We also conducted experimental validation using a quadcopter platform equipped with a Pixhawk 2.4.8 flight controller and Raspberry Pi for external control. The experiment involved flying the quadcopter for 100 seconds at a desired height of 2 meters, with a fan simulating disturbances and assumed actuator faults at 20 seconds. The results, as shown in the trajectory data, confirm that the quadcopter maintains stable tracking despite the faults, with only minor deviations. This real-world test underscores the practicality of the ANFITSMC for quadcopter applications.

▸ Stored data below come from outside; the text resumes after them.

PR #25463, opened 2025-09-23
[Model] Add qwen3-guard model support with streaming input and output.

sighingnow:
FIX #31975

Issue #25066, opened 2025-09-17
[Feature]: Streaming multi-modal input/output


DarkLight1337:
This is a tracking issue for enabling streaming MM I/O.

## Outline
 
Streaming input:

- Support streaming multi-modal inputs at API level.
- Handle streaming inputs in the multi-modal processor.
- Define an interface for models to indicate support for streaming inputs.
- Update V1 model runner and scheduler to handle partial MM encoding requests (this is the hardest part IMO)

Streaming output:

- Implement `RequestOutputKind.DELTA` for multi-modal outputs in V1 output processor.
- Support streaming multi-modal outputs at API level.

## Notes

- Currently we are waiting for AWS's proposal
- Take inspiration from https://github.com/vllm-project/vllm/pull/16347?
- See also [#22695](https://github.com/vllm-project/vllm/issues/22695)

qandrew:
Hi! some quick questions
- is the preferred way to implement MM streaming via responsesAPI or the legacy chat competions API?

DarkLight1337:
I think we can enable it for both, the API additions should be easy compared to what needs to be changed in the core engine.

KevinZeng08:
> Also wondering — is there any plan or existing support for streaming text input, not just output?

https://github.com/vllm-project/vllm/pull/25463 implements streaming inputs for text, you can check it.

ywang96:
Hey everyone! We have some updates and please join our the channel #sig-streaming-input in our slack slack.vllm.ai for collaborations!

PR #28973, opened 2025-11-19
[Feature] add session based streaming input support to v1

joshuadeng:
## Purpose
Proposal for session-based streaming with sequenced updates with minimal changes to the core scheduler and engine interfaces.

## Latest design

`AsyncLLM.generate` can now optionally take an async generator that produces a stream of `StreamingInput` objects, instead of a single prompt:
```python
@dataclass
class StreamingInput:
    prompt: PromptType
    sampling_params: SamplingParams | None = None
```
The `SamplingParams` for each input can differ, if omitted will use those provided in the original `generate` call.

The `StreamingInput` chunks are handled internally as separate requests, where the prompt of each request is the cumulative concatenation of all input prompts so far + their corresponding output tokens - excluding the final sampled token from each request. All generated tokens are returned to the caller in the session's output stream.

So for streaming inputs `[A1, B1, C1]`, `[A2, B2]`, `[A3, B3]`:
1. First prompt `[A1, B1, C1]`, generates `[D1]`
2. Second prompt is `[A1, B1, C1, A2, B2]`, generates `[C2, D2, E2]`  (`D1` discarded)
3. Third prompt is `[A1, B1, C1, A2, B2, C2, D2]`, generates `[C3, D3]` (`E2` discarded)

Streamed output tokens would be `D1, C2, D2, E2, C3, D3`. Note that we expect to generalize/parameterize the behaviour w.r.t. which output tokens to retain in successive prompts as a follow-on based on use case requirements.

Inputs are considered completed for a particular session when the provided async generator exits or is closed/garbage collected.

It is not necessary (but also not required) to wait for all of the outputs corresponding to a particular input chunk prior to sending the next one, they are queued internally.

Certain input types/parameters are not yet supported with streaming input:
- pooling, `prompt_embeds`, `n > 1`, `output_kind == FINAL_ONLY`, and stop strings.

---

### Original PR summary (superseded)

design (please request access):
https://docs.google.com/document/d/16iE0pUsjdlfEdcghiCSLlicKFdvVtxn2aiic3kL9RVY/edit?usp=sharing

- Enable low‑latency, interactive workloads (e.g., ASR) where inputs arrive incrementally.
- Reuse vLLM’s request‑centric architecture and KV blocks, minimizing scheduling changes and avoiding re‑prefill.

### High‑level design
- A session is opened by the first request with `streaming_sequence_id = 0` for a given `request_id`.
- While the session is RUNNING, new updates are queued to the session's queue (`streaming_queue`).
- When a chunk finishes, the session transitions to `WAITING_FOR_STREAMING_REQ`:
- Queued updates are applied from `streaming_queue` in place and the session goes back to `WAITING` to decode the next chunk.
  - If the update sets `close_session = True`, we mark the session finished with `stop_reason = "close_session"` and free resources.
- To keep KV and multimodal alignment correct, each updated session request sends the full prompt history. The unscheduled output token from the previous step, will be pruned before appending new prompt tokens (preserves `num_new_tokens` correctness and KV alignment).

## Test Plan

`pytest tests/v1/streaming/test_streaming_scheduler.py`
`pytest tests/v1/streaming/test_streaming_async_llm.py`
`pytest tests/v1/streaming/test_streaming_gpu_model_runner.py`

## Test Result
they pass
<details>

</details>

---

> [!NOTE]
> <sup>[Cursor Bugbot](https://cursor.com/dashboard?tab=bugbot) is generating a summary for commit e38b36d854490248995721493c6843ace1017bb9. Configure [here](https://cursor.com/dashboard?tab=bugbot).</sup>

---

> [!NOTE]
> Enables multi-turn, session-based streaming with resumable updates and correct KV/MM alignment across the stack.
> 
> - Add `StreamingInput` and new APIs `AsyncLLM.generate_streaming` and `AsyncLLM.generate_from_stream`; update `generate`/`add_request` to support `resumable` and reuse request queues
> - Extend `Request` with `resumable` and `streaming_queue` plus `StreamingUpdate`; add `RequestStatus.WAITING_FOR_STREAMING_REQ`
> - Scheduler: queue streaming updates, `_update_request_as_session` (prunes last unscheduled output, merges mm offsets, updates tokens/params), propagate `resumable`, exclude waiting-for-streaming from unfinished counts, and build `NewRequestData` via `_make_new_request_data` with copied `prompt_token_ids` to avoid aliasing
> - GPUModelRunner: handle updated streaming sessions in `scheduled_new_reqs` via `_update_streaming_request` (remove from `InputBatch`, refresh fields, clear `output_token_ids`)
> - OutputProcessor: allow in-place streaming state updates, only free request when finished and not `resumable`
> - Minor: compute prompt/encoder properties via accessors; plumb `resumable` into `EngineCoreOutput`
> - Add targeted unit tests for AsyncLLM, Scheduler (including aliasing bug prevention), GPUModelRunner, and RequestStatus
> 
> <sup>Written by [Cursor Bugbot](https://cursor.com/dashboard?tab=bugbot) for commit e38b36d854490248995721493c6843ace1017bb9. This will update automatically on new commits. Configure [here](https://cursor.com/dashboard?tab=bugbot).</sup>

---

> [!NOTE]
> Introduces resumable, session-based streaming that queues incremental inputs and preserves KV/MM alignment end-to-end.
> 
> - Add `StreamingInput` and extend `AsyncLLM.generate` to accept async generators; plumb `resumable` through `add_request` and reuse per-request `RequestOutputCollector`
> - Extend `Request` with `resumable`, `streaming_queue`, and `StreamingUpdate`; add `RequestStatus.WAITING_FOR_STREAMING_REQ` and expose it in `__str__`
> - Scheduler: queue and apply streaming updates via `_update_request_as_session` (prunes last unscheduled output, merges MM offsets, updates tokens/params), propagate `resumable`, exclude waiting-for-streaming from unfinished counts, and build `NewRequestData` via `_make_new_request_data` using a copied `prompt_token_ids` to avoid aliasing
> - GPUModelRunner: handle updated streaming sessions in `scheduled_new_reqs` via `_update_streaming_request` (remove from `InputBatch`, refresh fields, clear `output_token_ids`)
> - OutputProcessor: support in-place streaming state updates and only free requests when finished and not `resumable`; propagate `resumable` in `EngineCoreOutput`
> - Minor: compute prompt/encoder properties via accessors; add unit tests covering AsyncLLM streaming, scheduler lifecycle (incl. aliasing bug prevention), GPUModelRunner updates, and new status
> 
> <sup>Written by [Cursor Bugbot](https://cursor.com/dashboard?tab=bugbot) for commit eba8018bf5ab15b2826c61324663a2e4cb2e66bd. This will update automatically on new commits. Configure [here](https://cursor.com/dashboard?tab=bugbot).</sup>


vllm/v1/engine/__init__.py
```diff
@@ -71,6 +71,7 @@ class EngineCoreRequest(
     priority: int = 0
 
     trace_headers: Mapping[str, str] | None = None
+    close_session: bool = True
```
patrickvonplaten:
```suggestion
    close_streaming_session: bool | None = None
```

Then maybe we could check that this can only be True/False for streaming requests but never for normal requests where it always has to stay None?

vllm/v1/engine/__init__.py
```diff
@@ -126,6 +127,7 @@ class EngineCoreOutput(
     # The number of NaNs in logits.
     # A value greater than 0 indicates that the output is corrupted.
     num_nans_in_logits: int = 0
+    close_session: bool = True
```
patrickvonplaten: Why does the EngineCoreOutput need to have a close_session bool - is it not enough that the input has it? It's always the user that decides whether the session is closed or not?

vllm/v1/engine/async_llm.py
```diff
@@ -285,6 +285,7 @@ async def add_request(
         priority: int = 0,
         data_parallel_rank: int | None = None,
         prompt_text: str | None = None,
+        close_session: bool = True,
```
patrickvonplaten: why is close_session an arg here? It's part of `EngineCoreRequest` already no?

vllm/v1/engine/__init__.py
joshuadeng: it's needed in output_processor.py, to know if we need to close the streaming session for finished request

vllm/v1/engine/async_llm.py
joshuadeng: it's used in the else statement in line 307, if the input prompt isn't an EngineCoreRequest

vllm/v1/request.py
```diff
@@ -259,4 +275,5 @@ def get_finished_reason(status: "RequestStatus") -> FinishReason | None:
     RequestStatus.FINISHED_LENGTH_CAPPED: FinishReason.LENGTH,
     RequestStatus.FINISHED_ABORTED: FinishReason.ABORT,
     RequestStatus.FINISHED_IGNORED: FinishReason.LENGTH,
+    RequestStatus.WAITING_FOR_STREAMING_REQ: FinishReason.STOP,
```
zhuohan123, line 324: Why do we count `RequestStatus.WAITING_FOR_STREAMING_REQ` as a finished state?

vllm/v1/engine/output_processor.py
```diff
@@ -435,6 +439,19 @@ def add_request(
...
+    ) -> None:
+        req_state = self.request_states[request.request_id]
+        if req_state.prompt and prompt:
+            req_state.prompt += prompt
+        if req_state.prompt_token_ids is not None and request.prompt_token_ids:
+            req_state.prompt_token_ids.extend(request.prompt_token_ids)
+        req_state.prompt_embeds = request.prompt_embeds
+        if req_state.stats is not None:
+            req_state.stats.arrival_time = request.arrival_time
+        req_state.is_prefilling = True
```
zhuohan123: We need to raise error if we are updating a non-streaming/`close_session=True` request.

vllm/v1/engine/processor.py
```diff
@@ -394,7 +394,26 @@ def process_inputs(
...
+                pooling_params=params if isinstance(params, PoolingParams) else None,
+                eos_token_id=None,
+                arrival_time=arrival_time if arrival_time else time.time(),
+                lora_request=lora_request,
+                cache_salt=None,
+                priority=priority,
+                data_parallel_rank=data_parallel_rank,
+                close_streaming_session=True,
+            )
+
```
zhuohan123: For non-streaming requests, do we default `close_streaming_session` to `None` or `True`?  I personally prefer `True` and not distinguishing between streaming and non-streaming requests. We can view a non-streaming request as a request that a user has finished their input in the first round.

vllm/v1/engine/async_llm.py
```diff
@@ -439,17 +447,37 @@ async def generate(
...
 
+        except GeneratorExit:
+            if close_streaming_session is not None:
+                if self.log_requests:
+                    logger.info(
+                        "Request %s generator completed, session remains alive.",
+                        request_id,
+                    )
+                # For streaming sessions, generator completion is normal
+                return
```
zhuohan123: Can you elaborate a bit for the behavior here?

vllm/v1/core/sched/scheduler.py
```diff
@@ -1207,6 +1248,36 @@ def _update_request_with_output(
...
+    ) -> None:
+        pass
+
+    def _handle_finished(
+        self,
+        finished_req_ids: set[str],
+        outputs: dict[int, list[EngineCoreOutput]],
+    ) -> None:
+        pass
+
```
zhuohan123: what are these functions for?

vllm/v1/engine/__init__.py
```diff
@@ -71,6 +71,7 @@ class EngineCoreRequest(
     priority: int = 0
 
     trace_headers: Mapping[str, str] | None = None
+    close_streaming_session: bool | None = None
```
zhuohan123: Nit: We can maybe call this field something like `more_tokens_coming` (probably also not the best name but you got the point)? Then we can default this field to False for all requests but only set this to True for requests that have more streaming inputs coming.

vllm/v1/streaming/streaming_scheduler.py
```diff
@@ -0,0 +1,171 @@
...
+from typing import Any
+
+from vllm.multimodal.inputs import PlaceholderRange
+from vllm.v1.core.sched.output import NewRequestData
+from vllm.v1.core.sched.scheduler import Scheduler
+from vllm.v1.engine import EngineCoreEventType, EngineCoreOutput
+from vllm.v1.request import Request, RequestStatus
+
+
+class StreamingScheduler(Scheduler):
```
zhuohan123: What's the difficulty of merging StreamingScheduler and normal scheduler?

vllm/v1/engine/processor.py
joshuadeng: right now it's defaulted to None, per Patrick's comment, but i'll change it to True

vllm/v1/core/sched/scheduler.py
joshuadeng: for our internal use case of streaming, we want to be able to mutate request for sessions that are runnning still, and it's handled by overriding this function _handle_non_stopped

vllm/v1/request.py
joshuadeng: we need to provide a finish reason when creating EngineCoreOutput, otherwise it would be none. the client will expect a finish reason to know generation stopped (temporarily for streaming), so we can consume the output chunk, and it won't hang.

vllm/v1/streaming/streaming_scheduler.py
joshuadeng: - for stopped requests (normally we would finish and free request) for streaming we make status WAITING_FOR_STREAMING_REQ
- for streaming requests, we create NewRequestData with _all_token_ids (not just prompt), to provide all tokens for the prompt field to include all past inputs (including decoded outputs). Updated streaming requests will create new entries in InputBatch, so we need the full input history to ensure alignment

these are the main 2 issues, however I think if we leverage the `more_tokens_coming` field we can gate this logic from non streaming behavior and merge StreamingScheduler into normal scheduler

vllm/v1/streaming/streaming_scheduler.py
```diff
@@ -0,0 +1,171 @@
...
+        num_new_tokens = (
+            session_request.num_tokens - session_request.num_computed_tokens
+        )
+        assert num_new_tokens in {0, 1}
+        if num_new_tokens == 1:
+            assert (
+                session_request._all_token_ids[-1]
+                == session_request._output_token_ids[-1]
+            )
+            del session_request._all_token_ids[-1]
```
joshuadeng: I also want to highlight this behavior. This removes the last output token (which hasn't been scheduled) from `_all_token_ids`, as the new request's prompt tokens will replace it. The last output token (unscheduled) thus will not go in the kv cache as it will be replaced by the streaming update request's prompt, but will be returned to the client.

We needed this behavior for our internal use case, but we can handle it another way for oss, i.e. make the new scheduled tokens the last output token + new prompt tokens

vllm/v1/streaming/streaming_scheduler.py
```diff
@@ -0,0 +1,171 @@
...
+
+        if request.mm_features:
+            base = session_request.num_tokens
+            for mm_feature in request.mm_features:
+                mm_feature.mm_position = PlaceholderRange(
+                    offset=mm_feature.mm_position.offset + base,
+                    length=mm_feature.mm_position.length,
+                )
+            session_request.mm_features.extend(request.mm_features)
```
joshuadeng: also highlighting this behavior here, for multimodal this extends new mm features to the current session's mm features and offsets it by the previous num tokens to be in alignment.

we can also change this behavior to be replacing session's mm features (if old mm features are expected to be consumed) and if we need to change the alignment based on session's token history or keep unchanged for the new streaming request

vllm/v1/engine/async_llm.py
ErickLuo90: so this is needed because let's say for caller side we have this code
```
output_generator = await generate()
async for request_output in output_generator:
  client_handle_output

--> here triggers GeneratorExit
do_more_things
```

for non-streaming before, in GeneratorExit, it's fine to just do abort(request_id) which will free everything.
Now, for streaming session, we shouldn't abort(request_id) because client hasn't close session yet.

vllm/v1/core/sched/scheduler.py
ErickLuo90: I guess we can remove this for now to avoid confusion?

zhuohan123: yeah also I think this seems to be a bit model specific and it's weird to have that kind of logic in the shared scheduler.

vllm/v1/engine/processor.py
patrickvonplaten: The reason I think `None` is better is because it cleanly declares `close_streaming_session` as irrelevant for non-streaming use case (which it is I think). We can see non-streaming requests as "single-round" streaming requests, but I think we don't do this really at the moment (for example because we're abstracting the scheduler into a specialized streaming_scheduler design that should never be used for non-streaming requests)

So streaming requests have to go trough the new streaming_scheduler and are not allowed to call certain functionality from the non-streaming scheduler. By declaring the variable `close_streaming_session` "not used" with None I think we have an easy mechanism to verify that something doesn't accidentally ends up in the wrong path.

For example we can nicely assert everywhere in `streaming_scheduler` that `close_streaming_session` is not None (similar for functions that are used for both streaming and non-streaming `assert close_streaming_session is None` can be useful for statements / functions that are not relevant for streaming.

But obviously no strong opinion and I'm not super familiar with general design logic of vllm.

patrickvonplaten: Ah I see now that you also proposed to merge the streaming_scheduler here: https://github.com/vllm-project/vllm/pull/28973/files#r2579527152 => if we're able to merge everything into one then yeah agree

vllm/v1/streaming/streaming_scheduler.py
```diff
@@ -0,0 +1,171 @@
...
+        updating session requests, we need to provide all tokens for the prompt field
+        to include all past inputs, including decoded outputs. New and updated session
+        requests create new entries in InputBatch, so we need the full input history to
+        ensure alignment of mm offsets, kv cache, and token ids.
+
+        Make sure that prompt_token_ids is a copy of the original request's
+        _all_token_ids. Since the scheduler updates _all_token_ids each iteration, when
+        continuing decoding for a text or special token an updated NewRequestData won't
+        be sent from the scheduler, the corresponding prompt_token_ids reference in
+        SpeechGPUModelRunner will be mistakenly updated.
```
patrickvonplaten: What's `SpeechGPUModelRunner`?

vllm/v1/engine/__init__.py
patrickvonplaten: Should we maybe re-use `resumable` that was used in another PR: https://github.com/vllm-project/vllm/pull/25463 and which I think is quite intuitive

vllm/v1/request.py
```diff
@@ -132,6 +129,10 @@ def __init__(
 
         self.skip_reading_prefix_cache = self.get_skip_reading_prefix_cache()
 
+        # Used for streaming
+        self.close_streaming_session = close_streaming_session
+        self.streaming_queue: deque[Request] = deque()
```
patrickvonplaten: let's maybe not init a streaming queue if it's not a streaming request no?

vllm/v1/worker/gpu_model_runner.py
```diff
@@ -994,6 +1001,39 @@ def _update_states_after_model_execute(
         for i, num_tokens in enumerate(num_accepted_tokens):
             self.input_batch.num_accepted_tokens_cpu[i] = num_tokens
 
+    def _update_streaming_request(
+        self, req_id: str, new_req_data: NewRequestData
+    ) -> CachedRequestState:
+        """Updates streaming session request from `scheduled_new_reqs`.
```
patrickvonplaten, line 1139: we should probably also throw here somehow if we're not in a streaming regime no?

vllm/v1/streaming/streaming_scheduler.py
joshuadeng: leftover from internal, fixed

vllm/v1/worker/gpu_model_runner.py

In conclusion, the proposed adaptive non-singular fast integral terminal sliding mode control effectively addresses the challenges of parameter uncertainties, external disturbances, and actuator faults in quadcopters. The integration of adaptive laws ensures accurate estimation and compensation, leading to robust trajectory tracking. Stability analysis via Lyapunov theory guarantees asymptotic convergence of errors. Simulations and experiments validate the method’s superiority over conventional approaches. Future work will focus on fault observer-based fault-tolerant control to further enhance robustness and expand the applicability of quadcopters in dynamic environments. The continuous development of such adaptive strategies is crucial for advancing autonomous quadcopter operations in real-world scenarios.